Since the dawn of time, primates have relied on social networks to help the whole group with their environments. This of course applies to humans and our enterprises as well. First of all, information disseminates easier and faster through networks than through hierarchies. This makes it possible for us to gain access to and act upon new information faster. We have the ability to be more responsive. Second, the lack of bureaucracy and hierarchy encourages communication and interaction. This makes it easier for us to share more information continuously. If we put these two things together, networks can help both individuals and groups of individuals make better decisions faster -- decisions that benefit the whole group.

Most people intuitively know that people who are well connected have an advantage. Informal networks have always been important to get the work done or making things go your way. We use our informal networks on a daily basis to solve problems, get access to expertise and information we need, discover and act on opportunities, get buy-in on decisions and so forth. People who are well connected have the powers to get the work done, even if they are not experts or doers themselves. And as an increasing part of the workforce in most Western organizations are involved in knowledge work, with collaborative and complex problem solving as the essence of their work, informal networks are becoming even more important. The people who are well connected become even more powerful.

Harnessing the Power of Informal Networks

Everyone has informal networks, and informal networks are the operating system of every enterprise out there. Yet surprisingly few organizations and knowledge workers seem to understand the dynamics of their informal networks and harness their abilities. Some look suspiciously at the new social networking technologies emerging from the social web, thinking and talking about them as security threats and productivity drains. What is less surprising is that the resistance typically comes from those who are already well connected and who feel threatened by the idea of more people getting well connected. It comes from people who either don’t understand the power of informal networks or who like things as they are.

Treat Relationships as the Foundation

The power of relationships is often underestimated by organizations. They overemphasize the value of transactions at the expense of their relationships with customers, partners and employees. It might seem as the value is being created where it becomes visible and tangible. If you find fresh water at the well, what use is it to try to understand where the water in the well comes from? Go get some more buckets!

Learning Opportunities

Since good relationships are much more likely to lead to transactions and value being created than bad or non-existing relationships, businesses necessarily need to focus much more on building and nurturing relationships than they do today. Relationships need to be treated as the foundation for all value creation in a business. Organizations need to shift focus from being purely transaction-oriented to become more relationship-oriented. This in turn requires a corresponding shift away from the currently dominating one-way and transaction-oriented communication to a richer, more personalized, honest and transparent two-way communication with customers and other stakeholders as well as internally within the workforce.

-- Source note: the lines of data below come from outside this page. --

PR #7963, opened 2022-03-09
Optimize up-to-date check for CopyAlways items

### LINKED ISSUE #7961: Optimize fast up-to-date check's handling of CopyAlways items
## Summary

When an item is to be copied to the output directly, there are two options:

1. `CopyToOutputDirectory="Always"` always copies source over destination
2. `CopyToOutputDirectory="PreserveNewest"` copies the file is the timestamp of the source is newer than the destination

Today, having a single `Always` item in a project causes the fast up-to-date check to immediately flag the project as out of date, leading to a build.

It is very easy for users to select the `Always` option and unwittingly break incremental build performance.

~In practice, there does not seem to be a valid use case for `Always` beyond the behaviour of `PreserveNewest`.~

An example of when you might want the behaviour of `Always` is in https://github.com/dotnet/project-system/issues/7961#issuecomment-1063474242.

## Proposal

- ~Change the fast up-to-date check to treat `Always` as it currently treats `PreserveNewest` by default.~
- Change the fast up-to-date check to check timestamps and file sizes for `Always` items, and not fail if they are the same.
- Add an MSBuild project property that restores the old behaviour if needed.

## User Impact

`Always` items are currently responsible for:

- Around 20% of all scheduled builds in VS.
- Around 17% of all incremental build failures in VS.

With the proposed change, the failures should disappear and builds will only be scheduled when the item to be copied is actually out of date with respect to its target file.

drewnoakes:
Fixes #7961

Today, having a single `CopyToOutputDirectory` `Always` item in a project causes the fast up-to-date check to immediately flag the project as out of date, leading to a build.

It is very easy for users to select the `Always` option and unwittingly break incremental build performance.

This PR changes the default behaviour such that having an `Always` item doesn't fail the up-to-date check. Instead, we only fail if the files differ in size or timestamp.

Users who prefer the old behaviour can opt out of this optimization by setting the `DisableFastUpToDateCopyAlwaysOptimization` project property to true.

There were quite a few changes to the fast up-to-date check's log output to better explain behaviour in light of this change, such as including the `CopyToOutputDirectory` value for each item, along with item types.

Unit tests were expanded to cover these new behaviours.

###### Microsoft Reviewers: [Open in CodeFlow](https://portal.fabricbot.ms/api/codeflow?pullrequest=https://github.com/dotnet/project-system/pull/7963)


docs/up-to-date-check.md
```diff
@@ -195,6 +195,23 @@ The logs captured by that tool are usually adequate to diagnose build problems.
 
 ---
 
+## CopyToOutputDirectory Always vs. PreserveNewest
```
tmeschter, line 198: Bonus points for updating documentation. 🥳

docs/up-to-date-check.md
```diff
@@ -195,6 +195,23 @@ The logs captured by that tool are usually adequate to diagnose build problems.
...
+1. `CopyToOutputDirectory="Always"` always copies source over destination.
+2. `CopyToOutputDirectory="PreserveNewest"` copies the file is the timestamp of the source is newer than the destination.
+
+In reality, the use of `Always` is almost never what you actually want, yet it seems like a reasonable choice at first blush.
+
+If `Always` implies the file must be copied, even if it appears to be identical, then the presence of an `Always` item in the must cause the fast up-to-date check to immediately flag the project as out of date, leading to a build that can perform the copy.
+
+It is very easy for users to select the `Always` option and unwittingly break incremental build performance.
+
+In practice, there does not seem to be a valid use case for `Always`. The fast up-to-date check in VS therefore treats it as identical to `PreserveNewest` and only schedules a build if the timestamps or file sizes differ.
```
tmeschter, line 211: Since we're comparing timestamps, this still covers the case where the file is edited by the application at run time, and the user wants it to be replaced with a "fresh" copy when building, correct?

Also, you may want to document this as the one valid case for `Always` that we are aware of.

src/Microsoft.VisualStudio.ProjectSystem.Managed/ProjectSystem/UpToDate/BuildUpToDateCheck.cs
```diff
@@ -654,17 +660,23 @@ private bool CheckCopyToOutputDirectoryFiles(Log log, in TimestampCache timestam
...
+                        // Ignore items which are never copied. Only process Always and PreserveNewest items.
+                        //
+                        // Note that if we see Always items, then state.IsTreatCopyAlwaysAsPreserveNewestDisabled must
+                        // be false, as when it is true and any Always item exists, the check returns before this point.
+
                         continue;
                     }
 
-                    token.ThrowIfCancellationRequested();
+                    System.Diagnostics.Debug.Assert(item.CopyType != CopyType.Always || !state.IsTreatCopyAlwaysAsPreserveNewestDisabled);
```
tmeschter, line 679: Did you mean to leave this in?

tmeschter (approved):
I do suggest updating the PR comment to include the one valid case we know of for `Always`: replacing a file that has been updated by the running application.

src/Microsoft.VisualStudio.ProjectSystem.Managed/ProjectSystem/UpToDate/BuildUpToDateCheck.cs
drewnoakes: Yes, it's a valid assertion. Though I don't want to throw at runtime for the user should it ever not hold.

docs/up-to-date-check.md
drewnoakes: If the application modifies the file in the output directory at run time, then that output directory item will be newer.

Now that I think of it, I believe we can make this work correctly for Always too:

- For PreserveNewest, schedule a build if the source is different or newer than the destination
- For Always, schedule a build if the source is different or newer or older than the destination

I'll take another pass at this PR and get that fixed, and update the documentation as per your suggestions. Thanks.

drewnoakes:
This PR has been updated in response to the idea mentioned in https://github.com/dotnet/project-system/issues/7961#issuecomment-1065577334.

The first iteration of this PR treated `Always` items as though they were `PreserveNewest`.

`PreserveNewest` items are only copied when the source item is modified.

For `Always` items, we also need to copy if the output is modified.

The new default behaviour has been changed so that `Always` items only fail the build if the timestamps or file sizes differ.

docs/up-to-date-check.md
drewnoakes: > I'll take another pass at this PR and get that fixed, and update the documentation as per your suggestions.

Done and done.

MiYanni (approved):

src/Microsoft.VisualStudio.ProjectSystem.Managed/ProjectSystem/UpToDate/BuildUpToDateCheck.cs
```diff
@@ -654,20 +660,26 @@ private bool CheckCopyToOutputDirectoryFiles(Log log, in TimestampCache timestam
...
+                        // Ignore items which are never copied. Only process Always and PreserveNewest items.
+                        //
+                        // Note that if we see Always items, then state.IsTreatCopyAlwaysAsPreserveNewestDisabled must
+                        // be false, as when it is true and any Always item exists, the check returns before this point.
+
                         continue;
                     }
 
-                    token.ThrowIfCancellationRequested();
+                    System.Diagnostics.Debug.Assert(item.CopyType != CopyType.Always || !state.IsCopyAlwaysOptimizationDisabled);
```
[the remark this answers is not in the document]
drewnoakes: Yes, we have a symbol somewhere called `Debug`.

src/Microsoft.VisualStudio.ProjectSystem.Managed/ProjectSystem/UpToDate/UpToDateCheckInputItem.cs
```diff
@@ -90,20 +90,20 @@ public UpToDateCheckInputItem(string path, string itemType, IImmutableDictionary
...
-                    if (string.Equals(value, Compile.CopyToOutputDirectoryValues.PreserveNewest, StringComparisons.PropertyLiteralValues))
+                    if (string.Equals(value, None.CopyToOutputDirectoryValues.PreserveNewest, StringComparisons.PropertyLiteralValues))
                     {
-                        return BuildUpToDateCheck.CopyType.CopyIfNewer;
+                        return BuildUpToDateCheck.CopyType.PreserveNewest;
                     }
                 }
 
-                return BuildUpToDateCheck.CopyType.CopyNever;
+                return BuildUpToDateCheck.CopyType.Never;
```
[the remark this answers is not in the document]
drewnoakes: Switch expressions aren't a great fit when you need to specific a comparer unfortunately.

src/Microsoft.VisualStudio.ProjectSystem.Managed/ProjectSystem/UpToDate/BuildUpToDateCheck.cs
```diff
@@ -676,39 +688,58 @@ private bool CheckCopyToOutputDirectoryFiles(Log log, in TimestampCache timestam
...
                     else
                     {
-                        return log.Fail("CopyToOutputDirectoryDestinationNotFound", nameof(Resources.FUTD_CheckingPreserveNewestFileDestinationNotFound_1), destination);
+                        return log.Fail("CopyToOutputDirectoryDestinationNotFound", nameof(Resources.FUTD_CheckingCopyToOutputDirectoryItemDestinationNotFound_1), destinationPath);
                     }
 
-                    if (destinationTime < itemTime)
+                    if (item.CopyType == CopyType.PreserveNewest)
+                    {
+                        if (destinationTime < sourceTime)
```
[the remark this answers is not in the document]
drewnoakes: The non-obvious fact here is that when `log.Fail` is called, the indent value is reset to zero. The only way to exit this block is by normal iteration (which increments/decrements correctly) or by `return log.Fail` which sets it back to zero so that we always show failures in column zero.

Issue #7056, opened 2021-03-26
Improve cancellation support in LaunchSettingsProvider


tmeschter:
The `LaunchSettingsProvider` handles concurrent modifications by queuing them up in a `SequentialTaskExecutor` where they are processed one at a time. Once a `Task` is queued up there is no way of cancelling it, with the exception that disposing the `LaunchSettingsProvider` will cancel all pending `Task`s.

We should looking into updating `LaunchSettingsProvider` (and `ILaunchSettingsProvider`) to accept and respect `CancellationToken`s.

drewnoakes:
It should probably accept `CancellationToken` _instead of_ the current timeout values. It's possible to model the latter with the former.

drewnoakes:
> It should probably accept `CancellationToken` _instead of_ the current timeout values. It's possible to model the latter with the former.

#7581 addresses this for internal code via an extension method. Unfortunately the interface is public so cannot be changed. We may like to consider making the extension method public. We may also need to version the API so that the cancellation token can be passed to internals (which is not currently done in the extension method).

drewnoakes:
We should consider replacing the use of `SequentialTaskExecutor` with a dataflow block. We are pulling items off a datasource and queuing them in the executor. It'd likely be simpler to just use dataflow throughout.

That said, it's unclear to me what would trigger a cancellation here. `ILaunchSettingsProvider` seems like a place we could have accepted cancellation tokens, but it's a public API and hard to change now.

PR #7966, opened 2022-03-09
Wait as long as necessary for an ILaunchSettings snapshot

tmeschter:
Fixes AB#1488489.

Various methods in `LaunchSettingsProvider` call `GetSnapshotThrowIfErrorsAsync` to get the latest `ILaunchSettings` snapshot prior to adding, removing, or updating the launch settings. `GetSnapshotThrowIfErrorsAsync`, in turn, calls `WaitForFirstSnapshot` to ensure we've loaded the initial set of launch settings from the launchSettings.json, and then throws an exception if there was a problem getting the settings.

There are multiple issues with `GetSnapshotThrowIfErrorsAsync` that we address in this commit.

## 1. The call to `WaitForFirstSnapshot` is passed a five second timeout.

If it takes longer than five seconds to read the launchSettings.json and produce the `ILaunchSettings` snapshot we'll give up and throw an exception. This is problematic for a couple of reasons.

First, the methods that call `GetSnapshotThrowIfErrorsAsync` are all trying to modify the launch settings; throwing an exception just means the operation is aborted without any recovery. Even if the callers _were_ set up to recover from the exception, they would just end up trying again. It's better to just wait as long as necessary to obtain the snapshot.

Indeed, some exceptions I've seen indicate that we're trying to read a launchSettings.json file from a folder in OneDrive in order to add a default "in memory" launch profile. If OneDrive needs to download that file on-demand then it makes sense that we've exceeded the five second timeout. In this case the default profile won't be added, and the user will get a gold bar with a cryptic exception message. Nor will the default profile be added until the project is reloaded. Had we just waited until the file was available this would have been avoided.

The second issue is that we don't distinguish between the case where we couldn't load the file before the timeout expired, and the case where the launchSettings.json contained invalid JSON and we were unable to load it. In both cases we throw an exception claiming that the launchSettings.json is faulty, even though in many cases that won't be true.

The fix here is to wait indefinitely for the snapshot to become available, and throw different exceptions to distinguish between a `null` return and an invalid file. Note the added `Assumes.NotNull` should never throw; in the current implementation a different `Assumes.NotNull` in `WaitForFirstSnapshot` would throw first. It is included here to document the expected behavior and to guard against future changes to `WaitForFirstSnapshot`.

## 2. Dropping the error message.

If the launchSettings.json really is malformed the exception we throw will include a message to that effect. However, it does not include any details about the error. It turns out that the "Error" profile we create has these details stashed away in the `OtherSettings` collection.

Here we extract that message and include in the exception we throw.


src/Microsoft.VisualStudio.ProjectSystem.Managed/ProjectSystem/Debug/LaunchSettingsProvider.cs
```diff
@@ -1052,6 +1035,33 @@ internal async Task<string> GetLaunchSettingsFilePathNoCacheAsync()
...
         }
 
+        /// <summary>
+        /// Helper retrieves the current snapshot and if there were errors in the launchsettings.json file
+        /// or there isn't a snapshot, it throws an error. There should always be a snapshot of some kind returned.
+        /// </summary>
+        private async Task<ILaunchSettings> GetSnapshotThrowIfErrorsAsync()
+        {
+            ILaunchSettings? currentSettings = await WaitForFirstSnapshot(Timeout.Infinite);
+            Assumes.NotNull(currentSettings);
```
drewnoakes, line 1045: This requires the caller to know that the value is non-null when an infinite timeout is passed. I think we have this in a few places. It'd be nice to replace this with a call to a new overload that doesn't accept a timeout and returns a non-null value.

drewnoakes (approved):

src/Microsoft.VisualStudio.ProjectSystem.Managed/ProjectSystem/Debug/LaunchSettingsProvider.cs
tmeschter: Agreed. I think that work would be related to #7056.

davkean:
Do we ever wait on the UI thread for this? If so, then this could hang the product as JTF context is not passed up the chain due to this: http://index/?leftProject=Microsoft.VisualStudio.ProjectSystem.Managed&leftSymbol=gubvha3royio&file=ProjectSystem%5CDebug%5CLaunchSettingsProvider.cs&line=166. If not, just be aware never to block UI thread on it.

tmeschter:
@davkean That's a good point. I don't think we can assume it will always be called off the UI thread. What's the right way to harden this against potential problems?

src/Microsoft.VisualStudio.ProjectSystem.Managed/ProjectSystem/Debug/LaunchSettingsProvider.cs
```diff
@@ -1052,6 +1035,33 @@ internal async Task<string> GetLaunchSettingsFilePathNoCacheAsync()
...
+            if (currentSettings.Profiles.Count == 1 && string.Equals(currentSettings.Profiles[0].CommandName, ErrorProfileCommandName, StringComparisons.LaunchProfileCommandNames))
+            {
+                string fileName = await GetLaunchSettingsFilePathAsync();
+
+                if (currentSettings.Profiles[0].OtherSettings is { } otherSettings
+                    && otherSettings.TryGetValue(ErrorProfileErrorMessageSettingsKey, out object? errorMessageObject))
+                {
+                    throw new Exception(string.Format(Resources.JsonErrorsNeedToBeCorrected_WithErrorMessage_2, fileName, errorMessageObject));
+                }
+                else
```
MiYanni, line 1056: nit: Unnecessary `else`

MiYanni (approved):

melytc (approved):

Understanding the Dynamic of Your Networks

Today we also have information technologies such as social software that anyone can use to build, nurture and make use of their informal networks. And as the informal networks become visible, they become more usable to both individuals and organizations as we can better understand their dynamics and how to make proper use of them. In an environment where change is business as usual and being more responsive, agile and innovative is the only way to adapt to the environment, who can afford not to understand the dynamics of networks and harness their power with the use of social technologies? Why and for how long?